Now my kids have grown into a lifestyle of simply not taking care of their things and not really wanting to keep the household clean. Mama’s upset about the state of all of it doesn’t really move anyone because Mama’s been kind of a b*tch for the last several years as the symptoms of her condition got worse.
So… first, Mama canceled this afternoon’s events “because obviously we need more time to get things done”. That resulted in lots of playing. Cool that they’re having a good time, but Mama can’t do it all by herself. Then I tried some consistent redirection. #fail
The biggest mistake Mama made was telling them that I sold tonights tickets to “the circus” (it’s really Cirque Shanghai). Oh my. They get upset, but they don’t exactly get motivated to do anything. In fact, sometimes BigGuy will cry and plead that “he’ll do AAAANNNYYYYthing” to get whatever he lost back and sometimes, I fall for it.
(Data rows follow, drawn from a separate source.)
Issue #2780, opened 2023-03-06
Fluent Plurals UI broken for untranslated strings in some locales


flodolo:
https://pontoon.mozilla.org/tg/firefox/browser/browser/aboutLogins.ftl/?string=275911

First, when you open the string, the input field is empty and there's no variants UI.

If you copy the English string, then things get even weirder: you type in the "other" line, and the text ends up in "one" (but only one character).

mathjazz:
Some early findings...

Same set of problems can be reproduced for `id` or `th`: 
https://pontoon.mozilla.org/id/firefox/all-resources/?string=275911
https://pontoon.mozilla.org/th/firefox/all-resources/?string=275911

But not for `nb-NO` or `or`:
https://pontoon.mozilla.org/nb-NO/firefox/all-resources/?string=275911
https://pontoon.mozilla.org/or/firefox/all-resources/?string=275911

Special case is Spanish, which shows an unexpected plural form - `many` - without an example:
https://pontoon.mozilla.org/es-ES/firefox/all-resources/?string=275911

flodolo:
French has the same behavior as Spanish, but it doesn't do the weird typing bug.

So, it looks like we're picking the wrong number of plural forms, and break the UI when there's only one?

mathjazz:
Right, for `id` and `th` 1 field is actually expected. But not for `tg`.

eemeli:
One part of the disparity is coming from relying on `Intl.PluralRules`. In today's Firefox Nightly 112.0a1:

```js
new Intl.PluralRules('tg').resolvedOptions().pluralCategories 
// [ "other" ]

new Intl.PluralRules('es').resolvedOptions().pluralCategories
// [ "many", "one", "other" ]
```
This effectively matches the behaviour at runtime, which also relies on `Intl.PluralRules`.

I tell him to do some subset of what he was responsible for and he still won’t do it.
The whole thing is really just a parenting mess that needs to be made right. And the way I’m handling it is nothing positive… which is making everyone miserable and not exactly suring up the shaky foundation we’re working with.
Mama’s decided that I need to be WITH my kids as they do this–talking them through it and helping them find joy in the process until it becomes a habit. I need to be engaged instead of just barking out orders.